Supreme Court sounds ready to rule against Hawaii gun law
Published in Political News
WASHINGTON — The Supreme Court appeared ready during oral arguments Tuesday to rule against a Hawaii law that bars gun possession on private property without the property owner’s consent, as most justices expressed concern the law violated the Second Amendment.
The state passed the law in the wake of a 2022 decision by the Supreme Court in New York State Rifle & Pistol Association Inc. v. Bruen, which expanded the right to possess guns outside the home. Gun owners in Hawaii challenged the state law, with backing from the Trump administration.
Most members of the court’s conservative majority expressed skepticism about the law. Chief Justice John G. Roberts Jr. said Hawaii’s law treated the Second Amendment as a “disfavored right” and compared it to a state law that prohibited solicitation on private property.
“One of the motivating concerns, and you could see it in our decisions under the Second Amendment, is that it was treated as a disfavored right,” Roberts said.
The Bruen decision established a new “history and tradition” test for gun control laws, requiring historical examples to uphold a law. The U.S. Court of Appeals for the 9th Circuit upheld Hawaii’s law, citing a colonial-era law from New Jersey and an 1865 law from Louisiana banning gun possession on private property without consent of the owners.
But Justice Brett M. Kavanaugh said there was a lack of historical laws supporting the Hawaii rule.

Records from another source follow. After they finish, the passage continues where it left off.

PR #615, opened 2021-11-30
Return names for users with no social account

mvandenburgh:
This lets the frontend properly display owners' names when an owner does not have an associated `SocialAccount` (which is always true in local dev and E2E browser testing environments).

### DIFF
--- a/dandiapi/api/views/dandiset.py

“Why are we making it complicated?” Kavanaugh said during an exchange with Trump administration attorney Sarah M. Harris. “Here there is no sufficient history supporting the regulation, end of case.”
Justices Neil M. Gorsuch and Samel A. Alito Jr. objected to Hawaii relying on the 1865 law, part of the “Black Codes” meant to disenfranchise newly freed former slaves. Alito called it the “height of irony” to cite a law meant to disarm freed slaves and make them vulnerable to the Ku Klux Klan in support of the modern Hawaii law.
Alan A. Beck, arguing on behalf of the challengers, said the law was meant to infringe on the rights of gun owners and closed off more than 90% of publicly available lands in Hawaii from gun owners, when combined with other aspects of state law.
“There was a clear body of evidence here that this was done to undermine Bruen and undermine the Second Amendment right,” Beck said.
Neal Katyal, arguing on behalf of Hawaii, said that states going back to the founding have flipped the “default rule” of consent for property owners. “No one has ever said you have a right to the implied consent of a private property owner,” Katyal said.
The court’s democratic appointees tried to compare the law to state regulation of property owners’ consent and trespassing law. Justice Ketanji Brown Jackson pointed out that property owners nationwide can always object to someone entering their property with a gun, and Hawaii law flipped the presumption to require affirmative consent.
“What I’m suggesting is that the Second Amendment right is not being implicated when the property owner’s right is implicated,” Jackson said during an exchange with Harris.
Harris said that framing the law as addressing property rights did not allow the state to avoid the fact that its law impacted the gun rights of law-abiding Americans.
“When states are trying to redefine property concepts, that doesn’t get them out of constitutional scrutiny,” Harris said.
The justices will likely issue a decision in the case by the conclusion of the term at the end of June.
The case is Jason Wolford, et al. v. Anne E. Lopez, attorney general of Hawaii.